Extracted entries: Begin

Issue #1142, opened 2021-02-03
test_non_uniform_work_group/non_uniform_3d_barriers has segfault if global buffer size is adjusted


hewj03:
Function TestNonUniformWorkGroup::adjustGlobalBufferSize adjusts global buffer size according to query result of CL_DEVICE_MAX_MEM_ALLOC_SIZE. 
If global buffer size is adjusted, there is segfault during kernel execution, because _globalSize is not adjusted accordingly.

testBarriers function in the kernel accesses global buffer with globalIndex=getGlobalIndex(gid2-get_global_offset(2), gid1-get_global_offset(1), gid0-get_global_offset(0));
globalIndex exceeds global buffer bound for some workitems.

PR #1143, opened 2021-02-03
[non_uniform_work_group] Adjust _globalSize after adjusting global buffer size

hewj03:
This fixes out-of-bound access of global buffer within testBarriers. see #1142


hewj03:
@gwawiork could you please help to review?

test_conformance/non_uniform_work_group/TestNonUniformWorkGroup.cpp
```diff
@@ -733,7 +756,15 @@ int TestNonUniformWorkGroup::runKernel () {
...
 
-  size_t globalBufferSize = adjustGlobalBufferSize(_numOfGlobalWorkItems*sizeof(cl_uint));
+  size_t globalBufferSize =
+      adjustGlobalBufferSize(_numOfGlobalWorkItems * sizeof(cl_uint));
+  if (globalBufferSize != _numOfGlobalWorkItems * sizeof(cl_uint))
+  {
+      // Adjust _globalSize and _numOfGlobalWorkItems accordingly if global
+      // buffer size is adjusted.
+      size_t maxNumOfGlobalWorkItems = globalBufferSize / sizeof(cl_uint);
+      adjustGlobalSize(maxNumOfGlobalWorkItems);
```
gwawiork, line 766: This function can modify _numOfGlobalWorkItems but globalBufferSize will stay the same. In the result we have again
`_numOfGlobalWorkItems *  sizeof(cl_uint) != globalBufferSize `
Am I right ?

hewj03: Yes, you're right. It won't cause new issue in testBarriers because kernel only accesses the global buffer in range [0, _numOfGlobalWorkItems)

hewj03: Done. Update globalBufferSize again to _numOfGlobalWorkItems * sizeof(cl_uint)

test_conformance/non_uniform_work_group/TestNonUniformWorkGroup.cpp
```diff
@@ -706,12 +706,38 @@ size_t TestNonUniformWorkGroup::adjustGlobalBufferSize(size_t globalBufferSize)
...
 }
 
+void TestNonUniformWorkGroup::adjustGlobalSize(size_t maxNumOfGlobalWorkItems)
+{
+    size_t oldNumOfGlobalWorkItems = _numOfGlobalWorkItems;
+    size_t oldGlobalSize[MAX_DIMS];
+    memcpy(oldGlobalSize, _globalSize, sizeof(_globalSize));
+    // Adjusting _globalSize[1] and _globalSize[2] is enough.
+    // _globalSize[0] is unchanged because it controls non-uniform workgroup.
+    for (int i = (int)_dims - 1; i >= 1; --i)
```
gwawiork, line 721: in such case when _dims == 1 no chance to execute

test_conformance/non_uniform_work_group/TestNonUniformWorkGroup.cpp
```diff
@@ -706,12 +706,38 @@ size_t TestNonUniformWorkGroup::adjustGlobalBufferSize(size_t globalBufferSize)
   size_t adjustedGlobalBufferSize = globalBufferSize;
   if (deviceMaxAllocObjSize < globalBufferSize) {
     adjustedGlobalBufferSize = deviceMaxAllocObjSize;
-    log_info("globalBufferSize was adjusted from %lu to %lu\n", globalBufferSize, adjustedGlobalBufferSize);
   }
 
   return adjustedGlobalBufferSize;
 }
 
+void TestNonUniformWorkGroup::adjustGlobalSize(size_t maxNumOfGlobalWorkItems)
```
gwawiork, line 714: I am thinking if better solution to have one common function with `adjustGlobalBufferSize`

test_conformance/non_uniform_work_group/TestNonUniformWorkGroup.cpp
```diff
@@ -706,12 +706,38 @@ size_t TestNonUniformWorkGroup::adjustGlobalBufferSize(size_t globalBufferSize)
...
+    {
+        while (_numOfGlobalWorkItems > maxNumOfGlobalWorkItems
+               && _globalSize[i] >= (2 * _localSize[i]))
+        {
+            _globalSize[i] /= 2;
+            _numOfGlobalWorkItems =
+                _globalSize[0] * _globalSize[1] * _globalSize[2];
+        }
+    }
+    assert(oldNumOfGlobalWorkItems != _numOfGlobalWorkItems
```
gwawiork, line 731: Not sure if such assert is acceptable. Maybe better solution is to return error code and modify variables by reference. Notice that `adjustGlobalBufferSize` function can return error code as `globalBufferSize`. It could be fixed as well when you decide to make one common function

gwawiork (changes requested):

test_conformance/non_uniform_work_group/TestNonUniformWorkGroup.cpp
hewj03: changed to adjust _globalSize[0] too

test_conformance/non_uniform_work_group/TestNonUniformWorkGroup.cpp
hewj03: merged into adjustGlobalBufferSize

test_conformance/non_uniform_work_group/TestNonUniformWorkGroup.cpp
hewj03: assert is removed

test_conformance/non_uniform_work_group/TestNonUniformWorkGroup.cpp
```diff
@@ -703,12 +703,46 @@ size_t TestNonUniformWorkGroup::adjustGlobalBufferSize(size_t globalBufferSize)
...
+  size_t adjustedGlobalBufferSize = _numOfGlobalWorkItems * sizeof(cl_uint);
+  log_info("globalSize was adjusted from [%zu, %zu, %zu] to [%zu, %zu, %zu]\n",
+           oldGlobalSize[0], oldGlobalSize[1], oldGlobalSize[2], _globalSize[0],
+           _globalSize[1], _globalSize[2]);
+  log_info("numOfGlobalWorkItems was adjusted from %zu to %zu\n",
+           oldNumOfGlobalWorkItems, _numOfGlobalWorkItems);
+  log_info("globalBufferSize was adjusted from %zu to %zu\n", globalBufferSize,
+           adjustedGlobalBufferSize);
+
   return adjustedGlobalBufferSize;
```
gwawiork, line 746: I have test it with really strange value `deviceMaxAllocObjSize == 164096` and subcase `non_uniform_other_basic`. I noticed that before `return` we have to run `calculateExpectedValues();`. 
Additionally there could be an issue with `_globalWorkOffset` which is not updated after modification `_globalSize`

hewj03: thank you. I've added calculateExpectedValues and adjusted _globalWorkOffset.

hewj03:
@gwawiork could you please take a look again, thanks.

gwawiork (approved):
LGTM

hewj03:
Hi @kpet, could you please review this patch?
This patch fixes an issue that test_non_uniform_work_group/non_uniform_3d_barriers always segfault if global buffer size is adjusted by adjustGlobalBufferSize.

Extracted entries: End

• **Your instructions**: Determine how many lines in the listing include the string "sizeof", and answer with that number alone.

• **Reply to the exercise**: 8